- **Task goal**: Below are some records. Return exactly the lines from the one with "what was happening." to the one with "I was initially", and nothing else.

==== Dataset extract

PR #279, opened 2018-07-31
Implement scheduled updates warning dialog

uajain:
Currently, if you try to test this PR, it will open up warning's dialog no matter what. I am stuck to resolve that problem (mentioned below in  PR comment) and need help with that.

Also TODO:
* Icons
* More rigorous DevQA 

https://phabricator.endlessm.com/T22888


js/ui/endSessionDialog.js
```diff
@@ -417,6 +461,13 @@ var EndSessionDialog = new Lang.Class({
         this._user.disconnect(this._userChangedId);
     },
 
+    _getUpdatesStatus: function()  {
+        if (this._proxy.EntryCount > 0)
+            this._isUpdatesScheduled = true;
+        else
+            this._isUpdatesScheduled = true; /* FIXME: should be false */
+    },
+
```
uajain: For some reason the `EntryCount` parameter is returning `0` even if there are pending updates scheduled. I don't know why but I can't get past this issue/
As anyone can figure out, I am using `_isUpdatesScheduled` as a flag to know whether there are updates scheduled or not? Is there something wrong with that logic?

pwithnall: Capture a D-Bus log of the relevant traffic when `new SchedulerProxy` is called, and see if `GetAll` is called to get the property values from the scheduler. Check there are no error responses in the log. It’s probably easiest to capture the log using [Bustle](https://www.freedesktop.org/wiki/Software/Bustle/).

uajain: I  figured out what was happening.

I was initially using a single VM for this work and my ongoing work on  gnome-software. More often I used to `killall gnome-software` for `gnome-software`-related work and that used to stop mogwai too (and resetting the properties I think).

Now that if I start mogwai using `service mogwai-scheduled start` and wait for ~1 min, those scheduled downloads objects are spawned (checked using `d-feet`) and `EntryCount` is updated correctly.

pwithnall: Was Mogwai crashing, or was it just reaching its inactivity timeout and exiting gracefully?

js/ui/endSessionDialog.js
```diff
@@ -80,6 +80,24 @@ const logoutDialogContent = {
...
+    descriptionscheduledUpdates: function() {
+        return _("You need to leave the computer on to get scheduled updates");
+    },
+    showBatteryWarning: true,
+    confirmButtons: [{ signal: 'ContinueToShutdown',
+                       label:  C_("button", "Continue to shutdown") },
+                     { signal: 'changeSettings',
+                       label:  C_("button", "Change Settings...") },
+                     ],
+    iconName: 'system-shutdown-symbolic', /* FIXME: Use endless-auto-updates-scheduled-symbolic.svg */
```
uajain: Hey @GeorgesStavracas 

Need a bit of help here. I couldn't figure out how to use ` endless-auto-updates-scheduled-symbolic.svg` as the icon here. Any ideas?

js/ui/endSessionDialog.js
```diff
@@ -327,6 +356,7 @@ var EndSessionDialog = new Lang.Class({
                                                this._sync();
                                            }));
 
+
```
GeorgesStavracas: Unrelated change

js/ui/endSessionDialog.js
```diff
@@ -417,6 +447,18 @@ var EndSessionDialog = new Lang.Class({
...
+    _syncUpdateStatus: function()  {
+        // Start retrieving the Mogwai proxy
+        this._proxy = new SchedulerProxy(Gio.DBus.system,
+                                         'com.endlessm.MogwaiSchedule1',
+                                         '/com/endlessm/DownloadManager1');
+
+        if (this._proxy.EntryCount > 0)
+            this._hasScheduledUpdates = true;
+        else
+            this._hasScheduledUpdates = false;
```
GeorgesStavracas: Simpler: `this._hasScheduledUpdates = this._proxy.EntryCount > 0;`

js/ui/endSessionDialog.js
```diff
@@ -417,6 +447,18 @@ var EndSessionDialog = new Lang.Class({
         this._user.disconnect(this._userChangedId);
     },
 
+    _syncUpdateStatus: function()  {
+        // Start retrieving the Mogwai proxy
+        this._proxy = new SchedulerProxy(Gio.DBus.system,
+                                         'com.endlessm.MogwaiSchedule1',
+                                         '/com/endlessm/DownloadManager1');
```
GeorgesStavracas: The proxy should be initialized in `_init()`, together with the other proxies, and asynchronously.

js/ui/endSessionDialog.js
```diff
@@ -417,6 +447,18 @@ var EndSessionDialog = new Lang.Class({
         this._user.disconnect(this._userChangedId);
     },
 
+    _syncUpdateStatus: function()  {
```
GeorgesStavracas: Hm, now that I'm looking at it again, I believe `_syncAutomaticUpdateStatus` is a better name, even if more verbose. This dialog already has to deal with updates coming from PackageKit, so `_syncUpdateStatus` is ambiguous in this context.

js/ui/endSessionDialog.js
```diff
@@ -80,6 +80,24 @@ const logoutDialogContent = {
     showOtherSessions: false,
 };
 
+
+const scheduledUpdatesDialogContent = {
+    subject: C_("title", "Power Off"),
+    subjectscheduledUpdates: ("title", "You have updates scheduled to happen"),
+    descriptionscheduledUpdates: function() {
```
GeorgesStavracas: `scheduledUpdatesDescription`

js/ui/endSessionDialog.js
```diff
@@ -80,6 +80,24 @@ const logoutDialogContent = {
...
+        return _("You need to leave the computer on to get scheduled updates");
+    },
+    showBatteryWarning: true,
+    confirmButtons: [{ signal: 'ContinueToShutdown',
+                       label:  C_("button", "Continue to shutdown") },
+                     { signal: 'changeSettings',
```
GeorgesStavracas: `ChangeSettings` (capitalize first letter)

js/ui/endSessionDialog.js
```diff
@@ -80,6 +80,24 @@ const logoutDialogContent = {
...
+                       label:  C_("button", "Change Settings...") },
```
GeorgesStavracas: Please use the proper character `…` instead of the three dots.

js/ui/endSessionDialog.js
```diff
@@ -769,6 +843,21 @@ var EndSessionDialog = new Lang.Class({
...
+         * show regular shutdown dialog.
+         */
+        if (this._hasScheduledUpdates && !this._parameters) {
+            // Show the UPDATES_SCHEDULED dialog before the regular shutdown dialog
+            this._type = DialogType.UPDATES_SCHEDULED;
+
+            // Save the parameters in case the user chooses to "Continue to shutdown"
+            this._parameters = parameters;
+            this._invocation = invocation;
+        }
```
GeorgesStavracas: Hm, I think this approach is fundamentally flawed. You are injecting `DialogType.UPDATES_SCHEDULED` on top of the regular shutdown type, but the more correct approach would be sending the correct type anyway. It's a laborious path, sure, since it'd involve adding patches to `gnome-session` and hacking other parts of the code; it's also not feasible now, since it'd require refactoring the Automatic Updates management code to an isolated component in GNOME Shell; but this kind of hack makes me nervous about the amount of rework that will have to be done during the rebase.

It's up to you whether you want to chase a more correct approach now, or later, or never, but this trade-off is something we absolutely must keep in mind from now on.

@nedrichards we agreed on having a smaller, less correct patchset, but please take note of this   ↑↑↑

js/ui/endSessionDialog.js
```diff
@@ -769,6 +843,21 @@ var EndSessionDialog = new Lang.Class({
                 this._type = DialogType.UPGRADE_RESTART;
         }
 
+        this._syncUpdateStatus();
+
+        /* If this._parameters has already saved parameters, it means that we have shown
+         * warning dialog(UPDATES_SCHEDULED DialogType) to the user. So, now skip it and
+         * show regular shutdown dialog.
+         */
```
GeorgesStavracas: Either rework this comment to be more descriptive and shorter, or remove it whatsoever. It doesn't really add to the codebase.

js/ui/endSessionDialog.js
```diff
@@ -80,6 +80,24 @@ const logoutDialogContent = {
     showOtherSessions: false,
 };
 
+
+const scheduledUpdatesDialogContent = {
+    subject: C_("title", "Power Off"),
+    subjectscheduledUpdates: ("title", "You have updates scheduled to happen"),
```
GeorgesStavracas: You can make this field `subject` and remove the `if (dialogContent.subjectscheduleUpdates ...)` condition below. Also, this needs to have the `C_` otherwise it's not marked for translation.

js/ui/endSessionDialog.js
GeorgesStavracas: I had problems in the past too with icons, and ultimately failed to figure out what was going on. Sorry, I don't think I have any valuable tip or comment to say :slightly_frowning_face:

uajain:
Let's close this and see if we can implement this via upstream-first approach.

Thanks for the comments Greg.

========
==== Dataset extract

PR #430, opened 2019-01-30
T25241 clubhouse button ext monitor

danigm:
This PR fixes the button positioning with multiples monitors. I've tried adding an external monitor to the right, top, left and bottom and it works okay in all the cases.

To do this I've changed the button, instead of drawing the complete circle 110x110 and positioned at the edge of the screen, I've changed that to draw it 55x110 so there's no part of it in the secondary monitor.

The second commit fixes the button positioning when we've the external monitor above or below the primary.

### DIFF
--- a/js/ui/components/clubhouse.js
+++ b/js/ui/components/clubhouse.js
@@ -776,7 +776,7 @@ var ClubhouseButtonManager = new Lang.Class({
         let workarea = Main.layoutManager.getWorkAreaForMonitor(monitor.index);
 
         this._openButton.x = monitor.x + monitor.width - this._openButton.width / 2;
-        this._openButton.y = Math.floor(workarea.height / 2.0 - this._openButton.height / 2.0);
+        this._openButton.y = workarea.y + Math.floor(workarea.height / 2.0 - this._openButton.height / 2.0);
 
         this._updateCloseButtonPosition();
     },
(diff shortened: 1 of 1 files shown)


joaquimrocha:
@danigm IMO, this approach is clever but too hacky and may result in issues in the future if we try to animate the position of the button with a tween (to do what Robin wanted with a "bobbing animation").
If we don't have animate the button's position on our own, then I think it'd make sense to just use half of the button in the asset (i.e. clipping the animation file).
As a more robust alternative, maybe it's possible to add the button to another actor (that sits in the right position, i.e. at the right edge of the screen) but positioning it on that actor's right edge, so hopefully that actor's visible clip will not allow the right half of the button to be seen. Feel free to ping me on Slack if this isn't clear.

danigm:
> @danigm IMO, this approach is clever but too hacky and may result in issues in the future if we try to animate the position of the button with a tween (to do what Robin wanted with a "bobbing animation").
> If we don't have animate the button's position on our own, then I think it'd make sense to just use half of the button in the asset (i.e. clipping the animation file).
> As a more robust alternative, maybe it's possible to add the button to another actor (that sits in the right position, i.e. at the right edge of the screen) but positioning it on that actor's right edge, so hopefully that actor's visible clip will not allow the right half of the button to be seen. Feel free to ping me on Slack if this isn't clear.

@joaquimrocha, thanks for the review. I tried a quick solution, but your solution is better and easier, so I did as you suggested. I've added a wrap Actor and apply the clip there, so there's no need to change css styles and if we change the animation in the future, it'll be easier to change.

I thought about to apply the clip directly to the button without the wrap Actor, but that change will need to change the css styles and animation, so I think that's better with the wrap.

========

- **Written reply**:
uajain: I  figured out what was happening.

I was initially using a single VM for this work and my ongoing work on  gnome-software. More often I used to `killall gnome-software` for `gnome-software`-related work and that used to stop mogwai too (and resetting the properties I think).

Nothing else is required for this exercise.